Même si toutes ces traductions artistiques semblent rejeter au second plan la spiritualité qui était le moteur même des derviches du XIIIe siècle, elles constituent, par leur beauté plastique et leur modernité, un bel hommage à l’ordre créé par Rûmî voici huit siècles, montrant avec force son appartenance au patrimoine de l’humanité et illustrant l’universalité et l’esprit de tolérance de la philosophie de Rûmî.
Bibliographie :
Eva de Vitray-Meyerovitch, Mystique et poésie en Islam - Djalâl-ud-Dîn Rûmî et l’Ordre des Derviches tourneurs, Ed. Desclée Debrouwer, 1972.
John Baldock, L’essence du soufisme, Ed. Pocket, 2008.
Nahal Tajadod, Roumi le Brûlé, Ed. J.C. Lattès, 2004.
Patrick Ringgenberg, Guide culturel de l’Iran, Rowzâneh Publications, 2006.
Thierry Zarcone, Le soufisme, Voie mystique de l’islam, Découvertes Gallimard religion, 2009.
Je remercie mes amis :
*Lucile et Eric Nosjean pour leur description du rituel mevlevi de Bursa,
*André Denos, grand connaisseur de la Turquie, et Yüksel Murat Gِlpinarli pour les documents et les informations qu’ils m’ont généreusement communiqués.

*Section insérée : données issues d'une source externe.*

PR #7039, opened 2026-02-17
Salem Class: fix Nanite Torpedoes reducing main cannon ROF

NoryGit:
When the Salem uses its torpedoes, its main cannon begins to fire at a slower rate (in bursts), causing it to lose DPS.

Tested with the Proton Cannon ROF set to 1. The bug also occurs at the default ROF, although it is less noticeable.

## Checklist

## Summary by CodeRabbit

* **Gameplay Balance**
  * Salem Class (URS0201) Nanite Torpedoes no longer prevent other weapons from firing, allowing simultaneous weapon fire for new tactical options.
* **Documentation**
  * Added a changelog entry describing the fix for Nanite Torpedoes blocking other weapons.


lL1l1 (approved):
Tested and works. Fixes it not shooting every 4 shots at max; the actual effect depends on how the firing cycles lined up due to engage distances/layers and turret aim speed.

Other destroyers seem to have the same problem but I reckon their fire rate makes it less noticeable. I suspect it's an issue on a lot of units in general.

PR #7055, opened 2026-02-28
Balance navy and torp bomber interactions

lL1l1:
The aim of these changes is to make torpedo bombers more viable by making them more certain to snipe targets. If they can better snipe T2 navy then that should put an end to the Destroyer spam meta as it is possible to snipe low-HP destroyers which means that frigates will be farmed less, so frigates can play a better role overall.

The following changes are with this reasoning in mind:
- Remove splash from cruiser AA missiles and reduce flak range on Seraphim cruiser.
- Increase torpedo count for torpedo bombers so they better get through torpedo defenses.
  - Seraphim torpedo bomber already has 6 projectiles due to 2 projectiles splitting into 3 children each, so it was not changed.
  - I didn't touch UEF/Cybran flares because I don't know how to balance it across factions. Flares have poor targeting behavior compared to Aeon/Sera projectile antitorps. UEF/Cyb have extra antitorp on T2 support units while Aeon/Sera have it on T1 frigs and subs. The smallest change for flares is a large 3 -> 2 max deflections/flare which results in 6 -> 4 max deflections/volley firing.

The limit for these changes is to not bring torpedo bombers back to the state where they could snipe any cruisers mass-efficiently and then proceed to destroy an entire navy (except a Cybran frigate fleet). This old state caused a meta, especially in 1v1, where frigates + torpedo bombers/air control overwhelmingly dominated game-time because T2 navy required too large of an economy backing it to not get sniped by torpedo bombers while also being able to defend against high-statted frigates.

To prevent this, we have to consider several buffs that remain since then:
- Cruiser AA missiles still retarget, which is a huge buff vs low-HP torpedo bombers, especially for Cybran.
- Torpedo defenses are still effective against torpedo bombers. Through this mechanic, a large navy boosts the survivability of a cruiser, which means that you need more torpedo bombers per cruiser vs a large navy, unlike before where you only needed enough torpedo bombers to kill the cruisers, which was generally an easy mass investment because most of the cruisers are multi-purpose.

Additionally there is a buff to prevent that old state:
- Carriers are given splash damage to provide a further late-game AA solution, particularly against torpedo bombers which stack up easily.
  - Cybran carriers are given more damage radius since they don't have access to mobile shields, and shielded cruisers are stronger than their own faction's carrier.

## Additional context
[Discord post for the naval discussion](https://discord.com/channels/197033481883222026/1464889716481458277).

## Checklist

## Summary by CodeRabbit

* **Balance Updates**
  * Adjusted weapon damage and blast radii across multiple units.
  * Modified salvo sizes and salvo timing for torpedoes and other weapons.
  * Tweaked AA range/effectiveness for several cruisers and carriers.
  * Updated some weapon targeting/collision flags for select launchers.

* **Documentation**
  * Added changelog entry summarizing the above balance adjustments.


hotcheese4444:
I'm not on the balance team or anything. But this has so many moving pieces its absurd.

Increasing the projectile count up to five and reducing Torp cost back to 240M 4800E from 270M 8000E is a good start.

If torps are still useless, perhaps do the AOE swap of cruisers and carriers. Next balance patch.

Rhaelya (approved):
Everything looks in order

Sans oublier les auteurs mentionnés dans la bibliographie ci-dessus.
[1] Pour la définition du soufisme et du mysticisme, voir l’article de Râheleh Morakkabi « La dimension mystique de la poésie classique persane » in La Revue de Téhéran – n° 56 de juillet 2010.
[2] Pour le déroulement et la symbolique du Samâ’, voir l’article d’Amélie Neuve-Eglise : « L’oratorio spirituel ou le samâ : une liturgie du souvenir entre ciel et terre » in La Revue de Téhéran – n° 21 d’août 2007.